• _Problem to solve_: Spot each line in the records below where the word "migration" occurs, then copy it.

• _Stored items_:
PR #9962, opened 2024-10-18
[11.x] Added section for compatibility for Docker Desktop for Linux.

RyanPaiva56:
There's been a handful of issues posted about file access problems with docker on Linux. After reading through all of the issues on Laravel Sail and then other related issues posted to Docker Desktop for Linux, the actual issue is that Docker Desktop runs in a VM and doesn't have write permissions unless you explicitly set them and add the host user to that group. 

The current warning on the Laravel docs doesn't resolve the issue, basically you're just disabling Docker Desktop (haha) by switching contexts, and so I removed the previous stop-gap and replaced it. Docker Desktop will only work within its desktop-linux context because it's hard coded to do so within a VM. Docker Desktop also automatically changes the context from default to desktop-linux on start and stop, so changing the context is going to be an annoying thing you have to do every time forever. The fix added via this PR makes a permanent fix until Docker adds the ability for Docker Desktop to handle additional contexts, which they don't appear to have any plans for and cite security and stability as the reasons they don't want to touch it.

Also, other solutions basically have you run sail as root or disable rootless docker, neither of which are good. The solution in this PR reasonably limits the amount of files given write access without invoking root.

I also moved it to the top under intro just below where the docs state other compatibilites. It doesn't make sense for it to be farther down the page because you can't start sail without errors unless you do this first.

This PR also removes some whitespace that appears unnecessary.

Credit to @Ernestopheles for the original solution: https://github.com/cytopia/devilbox/issues/963#issuecomment-1438939653

This PR likely resolves these issues:

https://github.com/laravel/sail/issues/646
https://github.com/laravel/sail/issues/548
https://github.com/laravel/sail/issues/459
https://github.com/laravel/sail/issues/457
https://github.com/laravel/sail/issues/435
https://github.com/laravel/sail/issues/372
https://github.com/laravel/sail/issues/149
https://github.com/laravel/sail/issues/81


rojtjo:
> This PR also removes some whitespace that appears unnecessary.

These actually add line breaks in Markdown.
See: https://www.markdownguide.org/basic-syntax/#line-breaks

RyanPaiva56:
Thanks, it didn't show up on my preview but I'll take care of it and resubmit.

MansourWolou:
Hi @taylorotwell i'm having the same issues that are supposed to be resolved by this PR. But it looks like the commits are unmerged. @RyanPaiva56  are your commits merged in the current laravel 11.x ?

RyanPaiva56:
I closed it because there's no way to make it compatible. Don't use docker desktop.

PR #9965, opened 2024-10-19
[11.x] Move contract docs to "Architecture Concepts" section in navigation

shaedrich:
from the Digging Deeper section to right after the Facades docs, since these two concepts are closely related (hence the section "Contracts vs. Facades" on the Contracts docs page

Fixes laravel/framework#53123


taylorotwell:
I personally don't think contracts should be an emphasized part of Laravel anymore at all.

PR #9966, opened 2024-10-19
[11.x] Add `enum_value` helper

milwad-dev:


crynobone:
The function is marked as `@internal` and shouldn't be documented.

milwad-dev:
But I think it is good to use it!

crynobone:
https://stackoverflow.com/a/49846424

`@internal` is meant to be used only within the Framework and may have breaking changes in minor or patch release. This is not suited to be documented

PR #9967, opened 2024-10-19
[11.x] Reference docs for attributes

shaedrich:
Example: https://symfony.com/doc/current/reference/attributes.html

Fixes laravel/framework#53126

Similar to: https://laravel.com/docs/11.x/contracts#contract-reference

Not sure if the section from the [service container docs](https://laravel.com/docs/11.x/container#contextual-attributes) should be moved there, too, but if wanted, that could alternatively done in a follow-up PR.

### DIFF
--- a/attributes.md
+++ b/attributes.md
@@ -1,0 +1,58 @@
+# Attributes
+
+- [Introduction](#introduction)
+- [Attributes reference](#attributes-reference)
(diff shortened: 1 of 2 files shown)


taylorotwell:
Don't really have an appetite for this atm.

PR #9983, opened 2024-10-23
Add note to Eloquent.md to clarify UUID/ULID usage with Sanctum

ThomCM:
Updated the documentation to provide clarification on using UUIDs or ULIDs with Laravel Sanctum, specifically recommending the use of ulidMorphs() or uuidMorphs() methods to configure the tokenable_id column correctly.


taylorotwell:
This may be better placed in Sanctum or just considered obvious knowledge since column types would need to match.

PR #10377, opened 2025-05-07
[12.x] Be more specific about usage of recycle() 

bertheyman:
[Recycle only works for relationships defined inside of the factory](https://github.com/laravel/framework/pull/55271).
This PR makes that more clear in the docs, and refers to the hasAttached section for many-to-many relationships.

### DIFF
--- a/eloquent-factories.md
+++ b/eloquent-factories.md
@@ -616,8 +616,8 @@ public function definition(): array
 <a name="recycling-an-existing-model-for-relationships"></a>
 ### Recycling an Existing Model for Relationships
 
-If you have models that have a one-to-one or one-to-many relationship, you may use the `recycle` method to ensure a single instance of the related model is recycled for all of the relationships created by the factory.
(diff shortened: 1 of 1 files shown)


taylorotwell:
Going to skip this one for now.

bertheyman:
> If you have models that share a common relationship with another model, you may use the recycle method to ensure a single instance of the related model is recycled for all of the relationships created by the factory.

@taylorotwell @shaedrich 
I feel the current explanation isn't fully clear: a many-to-many relationships can also be created by the factory, and will not respect recycle(). Would you like me to tweak the wording for this PR, or drop it altogether?

shaedrich:
I can only speak for myself, but for me, something like this would probably suffice:
```markdown
> NOTE:
> For relationships outside of the factory (like a many-to-many), see [HasAttached()](#pivot-table-attributes).
```

bertheyman:
Thanks, good suggestion!
Can't update this PR, so I'll add a new one and see what Taylor thinks.

PR #10381, opened 2025-05-08
Update undocumented precision in documentation

DCrepper:
In the Number helper class currency method precision not documented, but exist in the code, there is a lot of currency that do not use any subb currency Like (HUF)


DCrepper:
I think 10 or 11 when introduced need to be also change like 11.x or 10.x i dont know exactly when. but its very use full, and i have idea about set default precision based on local.

PR #10384, opened 2025-05-09
[12.x] Document optional arguments for query builder function: distinct()

AdamGaskins:
See https://github.com/laravel/framework/pull/27675


AdamGaskins:
Actually this doesn't work the way I thought. Probably would be confusing to add to the docs as is.

PR #10393, opened 2025-05-12
Update eloquent-relationships.md to include detail about 'morphs' migration helper

n1c:


shaedrich:
Not sure if this is the right place, as the more intuitive place would be the migration docs page

PR #10400, opened 2025-05-14
[12.x] Add `deleteWhen` method in job middleware

milwad-dev:
https://github.com/laravel/framework/pull/55718

### DIFF
--- a/queues.md
+++ b/queues.md
@@ -738,7 +738,7 @@ public function middleware(): array
 }
 ```
 
-If you would like to delete a job by condition, you can use the `deleteWhen` method:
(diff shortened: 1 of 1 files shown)


queues.md
```diff
@@ -738,6 +738,15 @@ public function middleware(): array
 }
 ```
 
+If you would like to delete a job by condition, you can use the `deleteWhen` method:
```
shaedrich, line 741: As we've discussed in https://github.com/laravel/framework/pull/55718#issuecomment-2874616990, the terminology might not intuitive. Therefore, I suggest enriching the explanation with information taken from your PR description:
```suggestion
Contrary to using `->when(…)`, which indicates that the job should not be released back and instead throw an exception, `->deleteWhen(…)` allows you to exit the circuit of either throw exception or release back onto the queue, and instead to just delete the job. In this way, the job will just be deleted when this exception occurs. (Of course, you can still choose to report the exception just like before.):
```

PR #10419, opened 2025-05-20
[12.x] Add `UseFactory` attribute in Factories

milwad-dev:


taylorotwell:
Let me think on this one. Want to keep our attribute usage consistent across the framework.

PR #10428, opened 2025-05-22
add documentation for Str::split method

abhihyder:
##  Documentation for  `Str::split` Method

This PR adds documentation for a new `Str::split` method that is being proposed in the Laravel framework.

### About the Method

`Str::split` is a convenient, expressive wrapper around PHP’s native `explode()` function. It allows developers to split a string by a given separator, with optional support for a limit.

This method is particularly helpful for developers working across multiple languages like JavaScript or Python, where `split` is the standard method for string separation—providing familiarity and consistency in Laravel’s `Str` API.

### Example Usage

```php
use Illuminate\Support\Str;

Str::split('-', 'laravel-framework');
// ['laravel', 'framework']

Str::split(',', 'one,two,three,four', 3);
// ['one', 'two', 'three,four']
```

### DIFF
--- a/strings.md
+++ b/strings.md
@@ -89,6 +89,7 @@ Laravel includes a variety of functions for manipulating string values. Many of 
 [Str::singular](#method-str-singular)
 [Str::slug](#method-str-slug)
 [Str::snake](#method-snake-case)
+[Str::split](#method-str-split)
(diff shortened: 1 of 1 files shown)


taylorotwell:

PR #11200, opened 2026-05-14
docs: document socket ID retrieval for broadcast()->toOthers() with framework adapters

hectorgrecco:
## Summary

Extends the existing "Only To Others - Configuration" section to document how to retrieve the socket ID when using the framework adapter packages (`@laravel/echo-react`, `@laravel/echo-vue`, `@laravel/echo-svelte`).

Previously, this section only showed the vanilla Echo approach (`Echo.socketId()`), leaving framework adapter users without guidance — which led to confusion and workarounds (see laravel/echo#474).

### What's added

- `echo().socketId()` via the exported `echo()` helper, for interceptor setup and outside-component usage
- `useSocketId()` reactive hook/composable/rune for inside-component usage, with examples for all three adapters

## Related

- laravel/echo#474
- laravel/echo#499 (adds the `useSocketId()` hook itself)


hectorgrecco:
Closing — reopening against 13.x branch.

PR #11210, opened 2026-05-20
Document remember me functionality for Sanctum SPA authentication

LucasCavalheri:
This PR documents how Laravel's remember me functionality works when using Sanctum's SPA authentication mode.

It clarifies that SPA authentication uses Laravel's session authentication services, so `Auth::attempt($credentials, true)` may be used to issue a remember me cookie while continuing to protect routes with the `auth:sanctum` middleware.

### DIFF
--- a/sanctum.md
+++ b/sanctum.md
@@ -14,6 +14,7 @@
 - [SPA Authentication](#spa-authentication)
     - [Configuration](#spa-configuration)
     - [Authenticating](#spa-authenticating)
+    - [Remembering Authenticated Sessions](#remembering-authenticated-sessions)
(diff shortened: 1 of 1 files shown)


taylorotwell:
I feel like this uses a lot of words to just say "use authentication as normal"?

LucasCavalheri:
Thanks for the feedback, @taylorotwell!

I simplified the wording significantly. The intention was mainly to guide users toward Laravel's existing authentication documentation with a small clarification that Sanctum SPA authentication is session based and works with Laravel's standard authentication features.

I opened a simplified follow-up PR here: #11211

PR #11213, opened 2026-05-25
[13.x] Added note: teams prompt requires single-file components to be enabled

jonodonovan:
Adding clarity for why the prompt wasn't showing.


taylorotwell:
Let me think of how to solve this so we don't need this note.

PR #11216, opened 2026-05-27
[13.x] Document database query logging

ziadoz:
I find database query logging really useful for local development debugging, particularly the `getRawQueries()` method. 

I figured it would be nice to document some of this stuff, to save others having to dig around in the codebase to find it.


taylorotwell:
Think I'm going to skip this one for now because I fear people won't notice the memory stuff.

PR #11223, opened 2026-06-04
docs: string convert case helper

omaromp2:
## Summary

Documents the `Str::convertCase` helper in the string helpers documentation.

The new section includes examples demonstrating:

* converting strings to uppercase with `MB_CASE_UPPER`,
* the default `MB_CASE_FOLD` behavior,
* passing a custom encoding as the third argument.

This method is currently available in the framework and API documentation but is not documented in the main string helpers documentation.


taylorotwell:
I think I want to leave this one undocumented for now.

• _Worked solution_:
Update eloquent-relationships.md to include detail about 'morphs' migration helper
Not sure if this is the right place, as the more intuitive place would be the migration docs page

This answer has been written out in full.